**Problem requirements**
Line by line, output the data that follows exactly as written.

(Data entries)
PR #1097, opened 2025-12-02
Fix evaluation of linear functions with `EvalPoly`

### LINKED ISSUE #1096: Cannot evaluate linear functions using `EvalPoly`
_Originally reported in [the forum](https://openfhe.discourse.group/t/cannot-evaluate-linear-functions-using-evalpoly/2227)._

Commit e21a859ac9e5e05935612e0aba392d61dcf1f62a inadvertently introduced an off-by-one error in `internalEvalPolyLinearWithPrecomp`, which throws an exception when the polynomial to evaluate has degree 1 (it should only throw when the polynomial is of degree 0).

hsanzg:
The `internalEvalPolyLinearWithPrecomp` method contained an off-by-one error that caused it to throw an exception when the polynomial to evaluate was a linear function. This patch fixes that mistake, and adds a test that evaluates a linear polynomial on a CKKS ciphertext.

Fixes #1096


pascoec:
@hsanzg, please apply your changes to the dev branch and resubmit.

hsanzg:
Sorry for the delay, I see you've already created a new branch and merge request targeting `dev`. Thanks!

Issue #110, opened 2022-07-15
Public key generation is slower when the HYBRID key switching method is used


yspolyakov:
`GetParamsPK()` uses extended basis for the HYBRID mode. This is needed to support the PRE functionality. Currently this extended basis mode is used for all HYBRID scenarios, not just those involving PRE.

Once the PRE changes by @sararv22 are merged, the PRE mode data member can be used to restrict the use of the extended basis to HYBRID + PRE scenarios only. 

The use of extended basis increases the `KeyGen` runtime and slightly increases the public key encryption for all cases when the HYBRID key switching method is used.

The changes for the implementation of `GetParamsPK()` need to be made `rlw-cryptoparameters.h`.

@kimandrik  @sarojaduality

PR #1109, opened 2026-01-22
Fix incomplete Issue #110 - change PREMode default to NOT_SET

### LINKED ISSUE #1108: Incomplete Fix for Issue #110 - PREMode default causes public keys to always use Q×P basis when using HYBRID key switching
## Summary
The fix in commit `64ed308` for Issue #110 never worked. The check `m_PREMode != NOT_SET` always passes because `PREMode` defaults to `INDCPA`, not `NOT_SET`.

## The Bug
In `rns-cryptoparameters.h`:
```cpp
if ((m_ksTechnique == HYBRID) && (m_PREMode != NOT_SET))
    return m_paramsQP;
```
In `gen-cryptocontext-params-defaults.h`:
```cpp
constexpr ProxyReEncryptionMode PREMode = INDCPA;  // all three schemes
```
Since `INDCPA != NOT_SET` is always true, public keys always use the extended Q×P basis with HYBRID key switching, whether PRE is needed or not.

## Timeline
- **Aug 3, 2022** (`8e1a341`): `PREMode = INDCPA` added as default
- **Sep 6, 2022** (`64ed308`): Fix attempted with `m_PREMode != NOT_SET` check
- **Present**: Bug persists

## Impact
- Larger public keys when using HYBRID key switching
- No security impact

## Fix
https://github.com/BurakKTopal/openfhe-development/tree/BurakKTopal_issue110

- `gen-cryptocontext-params-defaults.h`: Changed to `PREMode = NOT_SET`
- `pre-buffer.cpp`: Added explicit `parameters.SetPREMode(INDCPA)`

All tests pass, PRE examples work.

## Related
- Original issue: #110
- Attempted fix: `64ed308`

## Note
We do need to look into the effect of this fix on existing, OpenFHE-based PRE implementations.

BurakKTopal:
Fixes issue #110. See complete bug report in issue #1108 

The original fix in commit 64ed308 never worked because PREMode defaulted to INDCPA, not NOT_SET. This caused GetParamsPK() to always return Q×P basis for HYBRID, even when PRE is not needed.

Changes:
- Set default PREMode to NOT_SET in gen-cryptocontext-params-defaults.h
- Update pre-buffer.cpp to explicitly set PREMode=INDCPA


yspolyakov:
@BurakKTopal I agree with the changes, but please create a branch from `dev` in the openfhe-development repository and resubmit the PR. In this case, we can run CI against the branch.

dsuponitskiy:
Replaced with [a new PR](https://github.com/openfheorg/openfhe-development/pull/1122).

PR #1114, opened 2026-02-01
Create an overload for IntMPBootRandomElementGen() taking Ciphertext instead of PublicKey

### LINKED ISSUE #1111: Create an overload for IntMPBootRandomElementGen() taking Ciphertext instead of PublicKey and add it to openfhe-python

dsuponitskiy:


src/pke/lib/scheme/ckksrns/ckksrns-multiparty.cpp
```diff
@@ -170,6 +170,19 @@ Ciphertext<DCRTPoly> MultipartyCKKSRNS::IntMPBootRandomElementGen(std::shared_pt
     return outCtxt;
 }
 
+Ciphertext<DCRTPoly> MultipartyCKKSRNS::IntMPBootRandomElementGen(std::shared_ptr<CryptoParametersCKKSRNS> params,
+                                                                  ConstCiphertext<DCRTPoly>& ciphertext) const {
+    auto ildcrtparams = params->GetElementParams();
```
yspolyakov: It should be created using the element parameters of the first element in the ciphertext, which will be faster than using the cryptocontext element parameters)

yspolyakov (approved):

**Solution below**
PR #1097, opened 2025-12-02
Fix evaluation of linear functions with `EvalPoly`

### LINKED ISSUE #1096: Cannot evaluate linear functions using `EvalPoly`
_Originally reported in [the forum](https://openfhe.discourse.group/t/cannot-evaluate-linear-functions-using-evalpoly/2227)._

Commit e21a859ac9e5e05935612e0aba392d61dcf1f62a inadvertently introduced an off-by-one error in `internalEvalPolyLinearWithPrecomp`, which throws an exception when the polynomial to evaluate has degree 1 (it should only throw when the polynomial is of degree 0).

hsanzg:
The `internalEvalPolyLinearWithPrecomp` method contained an off-by-one error that caused it to throw an exception when the polynomial to evaluate was a linear function. This patch fixes that mistake, and adds a test that evaluates a linear polynomial on a CKKS ciphertext.

Fixes #1096


pascoec:
@hsanzg, please apply your changes to the dev branch and resubmit.

hsanzg:
Sorry for the delay, I see you've already created a new branch and merge request targeting `dev`. Thanks!

Issue #110, opened 2022-07-15
Public key generation is slower when the HYBRID key switching method is used


yspolyakov:
`GetParamsPK()` uses extended basis for the HYBRID mode. This is needed to support the PRE functionality. Currently this extended basis mode is used for all HYBRID scenarios, not just those involving PRE.

Once the PRE changes by @sararv22 are merged, the PRE mode data member can be used to restrict the use of the extended basis to HYBRID + PRE scenarios only. 

The use of extended basis increases the `KeyGen` runtime and slightly increases the public key encryption for all cases when the HYBRID key switching method is used.

The changes for the implementation of `GetParamsPK()` need to be made `rlw-cryptoparameters.h`.

@kimandrik  @sarojaduality

PR #1109, opened 2026-01-22
Fix incomplete Issue #110 - change PREMode default to NOT_SET

### LINKED ISSUE #1108: Incomplete Fix for Issue #110 - PREMode default causes public keys to always use Q×P basis when using HYBRID key switching
## Summary
The fix in commit `64ed308` for Issue #110 never worked. The check `m_PREMode != NOT_SET` always passes because `PREMode` defaults to `INDCPA`, not `NOT_SET`.

## The Bug
In `rns-cryptoparameters.h`:
```cpp
if ((m_ksTechnique == HYBRID) && (m_PREMode != NOT_SET))
    return m_paramsQP;
```
In `gen-cryptocontext-params-defaults.h`:
```cpp
constexpr ProxyReEncryptionMode PREMode = INDCPA;  // all three schemes
```
Since `INDCPA != NOT_SET` is always true, public keys always use the extended Q×P basis with HYBRID key switching, whether PRE is needed or not.

## Timeline
- **Aug 3, 2022** (`8e1a341`): `PREMode = INDCPA` added as default
- **Sep 6, 2022** (`64ed308`): Fix attempted with `m_PREMode != NOT_SET` check
- **Present**: Bug persists

## Impact
- Larger public keys when using HYBRID key switching
- No security impact

## Fix
https://github.com/BurakKTopal/openfhe-development/tree/BurakKTopal_issue110

- `gen-cryptocontext-params-defaults.h`: Changed to `PREMode = NOT_SET`
- `pre-buffer.cpp`: Added explicit `parameters.SetPREMode(INDCPA)`

All tests pass, PRE examples work.

## Related
- Original issue: #110
- Attempted fix: `64ed308`

## Note
We do need to look into the effect of this fix on existing, OpenFHE-based PRE implementations.

BurakKTopal:
Fixes issue #110. See complete bug report in issue #1108 

The original fix in commit 64ed308 never worked because PREMode defaulted to INDCPA, not NOT_SET. This caused GetParamsPK() to always return Q×P basis for HYBRID, even when PRE is not needed.

Changes:
- Set default PREMode to NOT_SET in gen-cryptocontext-params-defaults.h
- Update pre-buffer.cpp to explicitly set PREMode=INDCPA


yspolyakov:
@BurakKTopal I agree with the changes, but please create a branch from `dev` in the openfhe-development repository and resubmit the PR. In this case, we can run CI against the branch.

dsuponitskiy:
Replaced with [a new PR](https://github.com/openfheorg/openfhe-development/pull/1122).

PR #1114, opened 2026-02-01
Create an overload for IntMPBootRandomElementGen() taking Ciphertext instead of PublicKey

### LINKED ISSUE #1111: Create an overload for IntMPBootRandomElementGen() taking Ciphertext instead of PublicKey and add it to openfhe-python

dsuponitskiy:


src/pke/lib/scheme/ckksrns/ckksrns-multiparty.cpp
```diff
@@ -170,6 +170,19 @@ Ciphertext<DCRTPoly> MultipartyCKKSRNS::IntMPBootRandomElementGen(std::shared_pt
     return outCtxt;
 }
 
+Ciphertext<DCRTPoly> MultipartyCKKSRNS::IntMPBootRandomElementGen(std::shared_ptr<CryptoParametersCKKSRNS> params,
+                                                                  ConstCiphertext<DCRTPoly>& ciphertext) const {
+    auto ildcrtparams = params->GetElementParams();
```
yspolyakov: It should be created using the element parameters of the first element in the ciphertext, which will be faster than using the cryptocontext element parameters)

yspolyakov (approved):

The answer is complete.